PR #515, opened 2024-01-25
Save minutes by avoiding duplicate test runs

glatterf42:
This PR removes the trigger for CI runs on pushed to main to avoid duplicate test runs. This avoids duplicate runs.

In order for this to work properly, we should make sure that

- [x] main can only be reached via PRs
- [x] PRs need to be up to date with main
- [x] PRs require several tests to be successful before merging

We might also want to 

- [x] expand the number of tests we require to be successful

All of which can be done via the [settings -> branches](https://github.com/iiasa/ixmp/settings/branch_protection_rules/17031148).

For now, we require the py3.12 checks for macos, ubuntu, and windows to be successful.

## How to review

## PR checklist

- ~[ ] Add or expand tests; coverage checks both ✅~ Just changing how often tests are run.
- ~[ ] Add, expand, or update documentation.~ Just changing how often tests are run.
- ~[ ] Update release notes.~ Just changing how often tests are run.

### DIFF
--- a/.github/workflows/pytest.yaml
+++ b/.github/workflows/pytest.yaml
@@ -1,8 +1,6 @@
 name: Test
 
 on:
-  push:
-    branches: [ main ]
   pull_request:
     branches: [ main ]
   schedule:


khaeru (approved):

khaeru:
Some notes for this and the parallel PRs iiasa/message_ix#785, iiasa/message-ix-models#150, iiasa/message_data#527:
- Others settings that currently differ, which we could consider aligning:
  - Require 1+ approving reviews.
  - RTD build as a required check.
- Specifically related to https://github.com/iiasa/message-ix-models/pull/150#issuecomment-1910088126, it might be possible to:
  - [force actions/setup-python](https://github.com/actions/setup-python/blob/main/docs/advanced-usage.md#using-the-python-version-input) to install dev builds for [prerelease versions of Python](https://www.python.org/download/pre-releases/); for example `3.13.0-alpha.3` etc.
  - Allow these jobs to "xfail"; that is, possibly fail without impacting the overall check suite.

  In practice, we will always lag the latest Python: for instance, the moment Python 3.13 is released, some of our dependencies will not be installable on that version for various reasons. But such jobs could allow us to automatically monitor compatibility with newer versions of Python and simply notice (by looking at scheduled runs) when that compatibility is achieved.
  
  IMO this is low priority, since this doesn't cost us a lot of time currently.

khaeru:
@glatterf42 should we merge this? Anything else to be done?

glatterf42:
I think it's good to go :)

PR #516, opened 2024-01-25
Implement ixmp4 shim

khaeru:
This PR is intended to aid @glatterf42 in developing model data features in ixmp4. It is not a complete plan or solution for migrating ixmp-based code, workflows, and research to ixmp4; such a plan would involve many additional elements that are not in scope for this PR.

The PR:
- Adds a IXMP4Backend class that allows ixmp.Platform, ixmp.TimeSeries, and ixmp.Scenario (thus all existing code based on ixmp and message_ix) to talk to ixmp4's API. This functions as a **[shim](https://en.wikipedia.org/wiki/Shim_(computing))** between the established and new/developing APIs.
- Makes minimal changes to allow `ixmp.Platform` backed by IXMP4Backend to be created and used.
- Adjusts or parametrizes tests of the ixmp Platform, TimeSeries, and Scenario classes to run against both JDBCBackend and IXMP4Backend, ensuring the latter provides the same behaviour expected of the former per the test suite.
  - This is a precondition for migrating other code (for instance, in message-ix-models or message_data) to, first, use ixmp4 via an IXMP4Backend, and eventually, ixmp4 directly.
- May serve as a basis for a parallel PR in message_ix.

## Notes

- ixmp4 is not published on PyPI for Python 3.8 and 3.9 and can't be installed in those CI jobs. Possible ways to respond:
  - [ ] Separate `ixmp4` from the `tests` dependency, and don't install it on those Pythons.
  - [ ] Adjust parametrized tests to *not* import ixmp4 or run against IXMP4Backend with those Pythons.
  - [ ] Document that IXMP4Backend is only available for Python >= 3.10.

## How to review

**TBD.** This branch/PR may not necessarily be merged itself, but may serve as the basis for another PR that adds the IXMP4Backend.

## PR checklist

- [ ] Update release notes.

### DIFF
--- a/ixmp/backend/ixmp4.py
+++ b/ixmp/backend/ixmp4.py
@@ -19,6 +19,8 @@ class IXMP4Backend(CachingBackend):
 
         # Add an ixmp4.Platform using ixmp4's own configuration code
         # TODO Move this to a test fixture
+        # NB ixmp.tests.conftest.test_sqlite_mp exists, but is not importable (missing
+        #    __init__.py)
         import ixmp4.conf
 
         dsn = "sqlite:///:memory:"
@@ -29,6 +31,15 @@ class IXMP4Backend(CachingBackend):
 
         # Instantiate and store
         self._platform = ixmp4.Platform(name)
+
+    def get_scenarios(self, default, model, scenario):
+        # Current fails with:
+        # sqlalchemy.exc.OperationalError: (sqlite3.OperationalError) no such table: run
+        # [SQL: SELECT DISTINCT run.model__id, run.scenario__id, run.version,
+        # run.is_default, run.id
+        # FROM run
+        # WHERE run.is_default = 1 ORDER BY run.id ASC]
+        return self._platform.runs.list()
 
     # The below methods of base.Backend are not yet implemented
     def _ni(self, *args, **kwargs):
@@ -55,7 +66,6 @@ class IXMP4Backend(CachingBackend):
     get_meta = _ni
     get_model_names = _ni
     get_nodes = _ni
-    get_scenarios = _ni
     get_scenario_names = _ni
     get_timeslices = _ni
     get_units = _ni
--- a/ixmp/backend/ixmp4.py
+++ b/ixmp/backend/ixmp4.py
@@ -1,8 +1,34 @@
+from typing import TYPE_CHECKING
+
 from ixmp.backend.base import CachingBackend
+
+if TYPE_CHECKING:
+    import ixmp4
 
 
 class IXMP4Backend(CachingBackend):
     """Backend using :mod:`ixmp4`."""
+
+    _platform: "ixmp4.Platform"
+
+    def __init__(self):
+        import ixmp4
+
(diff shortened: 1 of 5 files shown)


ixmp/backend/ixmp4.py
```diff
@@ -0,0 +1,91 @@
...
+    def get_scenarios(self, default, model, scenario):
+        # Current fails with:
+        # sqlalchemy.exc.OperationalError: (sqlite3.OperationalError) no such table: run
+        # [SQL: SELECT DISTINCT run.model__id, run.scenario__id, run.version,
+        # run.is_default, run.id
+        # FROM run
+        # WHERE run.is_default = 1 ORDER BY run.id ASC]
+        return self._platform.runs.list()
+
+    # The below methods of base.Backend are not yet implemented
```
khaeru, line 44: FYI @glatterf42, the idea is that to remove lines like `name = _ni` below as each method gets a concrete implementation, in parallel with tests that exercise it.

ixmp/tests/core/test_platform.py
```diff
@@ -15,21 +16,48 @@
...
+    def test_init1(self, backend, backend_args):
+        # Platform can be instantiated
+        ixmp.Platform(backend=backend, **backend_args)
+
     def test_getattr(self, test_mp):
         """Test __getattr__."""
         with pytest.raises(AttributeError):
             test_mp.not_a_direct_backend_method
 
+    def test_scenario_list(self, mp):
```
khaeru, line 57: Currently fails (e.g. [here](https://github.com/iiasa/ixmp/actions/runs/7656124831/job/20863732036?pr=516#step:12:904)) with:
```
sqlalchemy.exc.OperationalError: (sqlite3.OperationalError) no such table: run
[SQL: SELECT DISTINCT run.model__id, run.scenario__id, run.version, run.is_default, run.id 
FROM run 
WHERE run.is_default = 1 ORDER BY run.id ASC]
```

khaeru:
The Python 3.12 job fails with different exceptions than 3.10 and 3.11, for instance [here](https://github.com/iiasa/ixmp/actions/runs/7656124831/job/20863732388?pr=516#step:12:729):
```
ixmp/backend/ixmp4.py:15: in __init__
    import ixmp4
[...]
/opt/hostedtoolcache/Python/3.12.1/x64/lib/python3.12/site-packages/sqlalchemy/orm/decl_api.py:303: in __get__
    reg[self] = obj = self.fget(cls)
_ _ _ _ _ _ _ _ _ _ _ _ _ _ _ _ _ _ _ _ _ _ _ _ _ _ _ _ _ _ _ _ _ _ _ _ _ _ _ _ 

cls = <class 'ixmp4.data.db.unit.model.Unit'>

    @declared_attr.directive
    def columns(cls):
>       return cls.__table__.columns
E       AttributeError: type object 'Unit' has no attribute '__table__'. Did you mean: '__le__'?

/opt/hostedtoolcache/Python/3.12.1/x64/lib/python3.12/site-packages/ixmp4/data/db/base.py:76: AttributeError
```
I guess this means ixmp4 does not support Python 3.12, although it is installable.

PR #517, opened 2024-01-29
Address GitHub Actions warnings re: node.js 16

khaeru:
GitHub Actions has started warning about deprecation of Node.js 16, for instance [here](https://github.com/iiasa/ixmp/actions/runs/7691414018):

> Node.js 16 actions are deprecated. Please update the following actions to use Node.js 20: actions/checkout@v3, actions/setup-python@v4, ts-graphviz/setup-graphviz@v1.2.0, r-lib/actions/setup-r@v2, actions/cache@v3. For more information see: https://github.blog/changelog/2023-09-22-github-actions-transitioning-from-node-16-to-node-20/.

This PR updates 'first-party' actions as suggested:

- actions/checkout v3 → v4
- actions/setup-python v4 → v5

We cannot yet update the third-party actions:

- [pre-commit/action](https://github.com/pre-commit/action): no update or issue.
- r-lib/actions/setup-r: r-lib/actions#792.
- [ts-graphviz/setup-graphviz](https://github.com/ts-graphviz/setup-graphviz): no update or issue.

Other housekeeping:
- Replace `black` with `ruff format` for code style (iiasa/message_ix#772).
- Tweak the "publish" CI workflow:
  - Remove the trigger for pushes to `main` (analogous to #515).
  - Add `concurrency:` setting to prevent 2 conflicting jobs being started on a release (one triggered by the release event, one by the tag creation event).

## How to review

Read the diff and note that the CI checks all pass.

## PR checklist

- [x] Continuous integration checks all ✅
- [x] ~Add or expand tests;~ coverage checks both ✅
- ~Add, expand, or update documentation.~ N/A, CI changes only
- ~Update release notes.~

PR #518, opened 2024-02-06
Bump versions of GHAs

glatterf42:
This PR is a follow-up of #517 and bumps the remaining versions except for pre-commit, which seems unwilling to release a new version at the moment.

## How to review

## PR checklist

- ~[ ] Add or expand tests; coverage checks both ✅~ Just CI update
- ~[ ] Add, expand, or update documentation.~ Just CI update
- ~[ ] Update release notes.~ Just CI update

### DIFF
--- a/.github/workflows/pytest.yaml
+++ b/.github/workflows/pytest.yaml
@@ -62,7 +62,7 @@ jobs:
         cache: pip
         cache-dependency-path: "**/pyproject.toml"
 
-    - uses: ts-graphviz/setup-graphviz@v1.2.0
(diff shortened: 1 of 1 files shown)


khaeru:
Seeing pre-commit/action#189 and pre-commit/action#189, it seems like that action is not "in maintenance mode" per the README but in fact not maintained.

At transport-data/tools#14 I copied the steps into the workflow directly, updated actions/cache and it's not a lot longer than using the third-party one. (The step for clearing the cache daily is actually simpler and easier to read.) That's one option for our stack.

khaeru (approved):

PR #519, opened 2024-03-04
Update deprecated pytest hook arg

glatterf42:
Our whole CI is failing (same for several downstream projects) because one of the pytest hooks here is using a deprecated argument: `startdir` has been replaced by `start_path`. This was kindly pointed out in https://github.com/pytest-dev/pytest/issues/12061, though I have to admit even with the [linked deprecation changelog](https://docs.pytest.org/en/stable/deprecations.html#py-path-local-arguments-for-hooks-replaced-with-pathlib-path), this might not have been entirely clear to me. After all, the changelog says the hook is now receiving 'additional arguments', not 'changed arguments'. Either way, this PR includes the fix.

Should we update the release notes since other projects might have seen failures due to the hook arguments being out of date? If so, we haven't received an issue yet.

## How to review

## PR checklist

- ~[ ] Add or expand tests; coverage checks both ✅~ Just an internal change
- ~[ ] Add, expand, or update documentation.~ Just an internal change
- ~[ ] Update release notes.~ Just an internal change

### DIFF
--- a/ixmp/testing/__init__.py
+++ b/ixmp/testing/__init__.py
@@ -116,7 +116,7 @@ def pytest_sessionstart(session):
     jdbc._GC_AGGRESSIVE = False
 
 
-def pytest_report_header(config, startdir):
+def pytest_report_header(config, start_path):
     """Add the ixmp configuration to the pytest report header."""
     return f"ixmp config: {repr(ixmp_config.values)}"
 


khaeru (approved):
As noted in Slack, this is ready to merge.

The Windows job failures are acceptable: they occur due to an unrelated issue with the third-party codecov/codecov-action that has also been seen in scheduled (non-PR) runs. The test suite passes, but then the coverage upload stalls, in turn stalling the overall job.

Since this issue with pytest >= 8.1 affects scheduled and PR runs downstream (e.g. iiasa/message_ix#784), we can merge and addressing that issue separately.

········

:: Assigned task ::
Which lines above include the word "commit"? Return each one.

:: Final answer ::
- [pre-commit/action](https://github.com/pre-commit/action): no update or issue.
This PR is a follow-up of #517 and bumps the remaining versions except for pre-commit, which seems unwilling to release a new version at the moment.
Seeing pre-commit/action#189 and pre-commit/action#189, it seems like that action is not "in maintenance mode" per the README but in fact not maintained.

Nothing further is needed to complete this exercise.